A verbatim reproduction of the lines below, from the line containing "[Datagrid]: Add reduce" through the line containing "3. Test that it works.", both ends included, is the whole required output.

___ DATASET RECORDS

Issue #2689, opened 2023-02-21
[Datagrid]: Add reduce motion to FilterPanel animation


AlexanderMelox:
Add support for reduced motion to FilterPanel.

elycheea:
In this case, thinking no motion (no fade ins) would be the best approach for this.

PR #3994, opened 2024-01-02
feat(Datagrid): add reduced motion support to filter panel

matthewgallo:
Contributes to #2689 

Allows the filter panel in the Datagrid to respond to the user's reduce motion setting.

#### What did you change?
```
packages/ibm-products/src/components/Datagrid/Datagrid/addons/Filtering/FilterPanel.js
packages/ibm-products/src/components/Datagrid/Datagrid/addons/Filtering/motion/variants.js
```
Storybook, toggled `Reduce motion` in my osx settings to confirm correct behavior

### DIFF
--- a/examples/carbon-for-ibm-products/APIKeyModal/README.md
+++ b/examples/carbon-for-ibm-products/APIKeyModal/README.md
@@ -50,7 +50,7 @@ The simplest way to update a template is as follows.
 2. Update it as necessary.
 3. Test that it works.
 4. Remove the folder `scripts/example-gallery-builder/update-example/templates` and rename your folder to this.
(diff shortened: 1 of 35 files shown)


mikeolasov:
> Works as expected!
> 
> Thoughts for future — I know @mikeolasov has thoughts on reduced motion versus no motion. Might be something we can explore some more separately since the filter panel treatment should probably be consistent with side panel treatment. (e.g. Could have more subtle slide but buttons don’t animate? ... although I’ll leave it to Mike’s expertise.)

For big moves like the filter panel opening I think it's best to have no motion or a very simple ease out for the last ~10% of the move, where the panel snaps to ~90% open on the first frame and eases the rest (just to lead the user's eye).

I'd also like to see a fade-in or cascade fade-in of the filter panel contents, like the regular motion state.

elycheea:
@mikeolasov opened up a followup issue if we want to do more here.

______

# [RESULT]
[Datagrid]: Add reduce motion to FilterPanel animation


AlexanderMelox:
Add support for reduced motion to FilterPanel.

elycheea:
In this case, thinking no motion (no fade ins) would be the best approach for this.

PR #3994, opened 2024-01-02
feat(Datagrid): add reduced motion support to filter panel

matthewgallo:
Contributes to #2689 

Allows the filter panel in the Datagrid to respond to the user's reduce motion setting.

#### What did you change?
```
packages/ibm-products/src/components/Datagrid/Datagrid/addons/Filtering/FilterPanel.js
packages/ibm-products/src/components/Datagrid/Datagrid/addons/Filtering/motion/variants.js
```
Storybook, toggled `Reduce motion` in my osx settings to confirm correct behavior

### DIFF
--- a/examples/carbon-for-ibm-products/APIKeyModal/README.md
+++ b/examples/carbon-for-ibm-products/APIKeyModal/README.md
@@ -50,7 +50,7 @@ The simplest way to update a template is as follows.
 2. Update it as necessary.
 3. Test that it works.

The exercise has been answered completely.